= Supplied material =
***
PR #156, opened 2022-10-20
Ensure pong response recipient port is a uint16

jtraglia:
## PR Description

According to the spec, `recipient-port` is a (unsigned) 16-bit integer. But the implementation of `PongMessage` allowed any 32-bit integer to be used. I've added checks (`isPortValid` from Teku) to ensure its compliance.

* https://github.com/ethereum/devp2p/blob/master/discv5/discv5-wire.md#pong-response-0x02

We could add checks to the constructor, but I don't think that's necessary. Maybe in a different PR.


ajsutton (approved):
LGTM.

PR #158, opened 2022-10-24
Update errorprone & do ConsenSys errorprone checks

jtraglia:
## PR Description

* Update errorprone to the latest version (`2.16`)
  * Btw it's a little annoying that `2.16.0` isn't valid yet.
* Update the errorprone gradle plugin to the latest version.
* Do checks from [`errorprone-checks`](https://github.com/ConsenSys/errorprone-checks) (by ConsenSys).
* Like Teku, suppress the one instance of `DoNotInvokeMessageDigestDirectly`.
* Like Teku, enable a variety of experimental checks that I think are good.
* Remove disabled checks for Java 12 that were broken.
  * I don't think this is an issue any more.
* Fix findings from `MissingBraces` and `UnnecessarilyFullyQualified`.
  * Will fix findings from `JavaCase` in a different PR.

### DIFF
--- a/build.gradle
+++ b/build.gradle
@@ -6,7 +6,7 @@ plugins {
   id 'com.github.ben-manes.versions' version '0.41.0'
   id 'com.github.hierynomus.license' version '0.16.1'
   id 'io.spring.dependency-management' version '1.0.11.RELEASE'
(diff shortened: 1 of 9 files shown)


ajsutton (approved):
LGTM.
***
= What to produce =
The string "from" shows up in some lines of the listing. Copy each such line.

= Result of this exercise =
According to the spec, `recipient-port` is a (unsigned) 16-bit integer. But the implementation of `PongMessage` allowed any 32-bit integer to be used. I've added checks (`isPortValid` from Teku) to ensure its compliance.
* Do checks from [`errorprone-checks`](https://github.com/ConsenSys/errorprone-checks) (by ConsenSys).
* Fix findings from `MissingBraces` and `UnnecessarilyFullyQualified`.
  * Will fix findings from `JavaCase` in a different PR.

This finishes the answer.